(Beginning of SUPPLIED DATA)

Issue #125, opened 2016-12-29
pandoc_download should check architecture


zachriggle:
The code for `pandoc_download` does not check the current architecture.

This means that you can run `pandoc_download` on e.g. a Raspberry Pi, and it'll download the `amd64` distribution of Pandoc, and attempt to install it.

This ends up throwing a non-descriptive `RuntimeError` somewhere along the way.

Pandoc should check the current architecture in `pandoc_download`, and throw an exception (or similar) if a distribution is unavailable.

See Gallopsled/pwntools#820

ickc:
Some comments on this issue (not an expert here, so what I said might not make sense):

- the `pandoc_urls` format shouldn't need to be changed, because there's not other alternative `.deb` binaries provided so far, and it seems to me there's no plan to provide them in the future.

- to get the architecture, <http://stackoverflow.com/a/7171315> seems to help. But I don't have non-amd64 linux machine to test.

- It might be easier to catch the RuntimeError and emit error msg from there.

*If we want to improve the situation to provide support on platforms that pandoc don't provide a binary*:

- We can tell the system to install from existing package manager, e.g. apt-get on Raspberry Pi (which has a successful report in [pandoc-discuss/Install pandoc on Raspberry Pi ARM](https://groups.google.com/d/msg/pandoc-discuss/sGcUpLVmLnk/Qoh79_VhCQAJ)).

	- This seems manageable, but need to lookup different package manager from Linux variants. See [Pandoc - Installing pandoc](http://pandoc.org/installing.html#linux) for the supported Linux variants.

	- I see that pypandoc is available through conda too. Using system's package manager could be a problem in this case.

- If built from source (which I think is too complicated, but *might* fit conda better), references:

	- [Homebrew/homebrew-core/pandoc.rb](https://github.com/Homebrew/homebrew-core/blob/master/Formula/pandoc.rb) can be a good reference. (While homebrew is for macOS, there's a linux brew variants for linux. And the brew-formula could be learnt and converted into native Python instructions.)

	- (very old) For Raspberry Pi, see [Building pandoc on a Raspberry Pi 1 Model B · jgm/pandoc Wiki](https://github.com/jgm/pandoc/wiki/Building-pandoc-on-a-Raspberry-Pi-1-Model-B).

ickc:
Additional comment: I can see there's a need to check a matching architecture — before download rather than getting `RuntimeError` when trying installing — to avoid unnecessary download.

[...]

PR #126, opened 2017-01-14
Allow arbitrary pandoc version, default to "latest"

ickc:
See https://github.com/jgm/pandoc/releases/tag/1.19.1

### DIFF
--- a/pypandoc/pandoc_download.py
+++ b/pypandoc/pandoc_download.py
@@ -18,7 +18,7 @@ except ImportError:
 # Adding a new platform means implementing unpacking in "DownloadPandocCommand"
 # and adding the URL here
 # When updating pandoc version, update the following 2 variables
-INCLUDED_PANDOC_VERSION = "1.18"
+INCLUDED_PANDOC_VERSION = "1.19.1"
 DEB_SUBFFIX = "-1"
 
 URL_BASE = "https://github.com/jgm/pandoc/releases/download/" + INCLUDED_PANDOC_VERSION + "/pandoc-" + INCLUDED_PANDOC_VERSION
--- a/pypandoc/pandoc_download.py
+++ b/pypandoc/pandoc_download.py
@@ -7,6 +7,7 @@ import tempfile
 import os.path
 import subprocess
 import platform
+import re
 
 try:
     from urllib.request import urlopen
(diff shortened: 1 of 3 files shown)


ickc:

(End of SUPPLIED DATA)

## EXERCISE DIRECTIONS
Give back, exactly as written, the stretch from the line with "Some comments on" through the line with "- I see that", and no other lines from the records above.

## EXERCISE SOLUTION
Some comments on this issue (not an expert here, so what I said might not make sense):

- the `pandoc_urls` format shouldn't need to be changed, because there's not other alternative `.deb` binaries provided so far, and it seems to me there's no plan to provide them in the future.

- to get the architecture, <http://stackoverflow.com/a/7171315> seems to help. But I don't have non-amd64 linux machine to test.

- It might be easier to catch the RuntimeError and emit error msg from there.

*If we want to improve the situation to provide support on platforms that pandoc don't provide a binary*:

- We can tell the system to install from existing package manager, e.g. apt-get on Raspberry Pi (which has a successful report in [pandoc-discuss/Install pandoc on Raspberry Pi ARM](https://groups.google.com/d/msg/pandoc-discuss/sGcUpLVmLnk/Qoh79_VhCQAJ)).

	- This seems manageable, but need to lookup different package manager from Linux variants. See [Pandoc - Installing pandoc](http://pandoc.org/installing.html#linux) for the supported Linux variants.

	- I see that pypandoc is available through conda too. Using system's package manager could be a problem in this case.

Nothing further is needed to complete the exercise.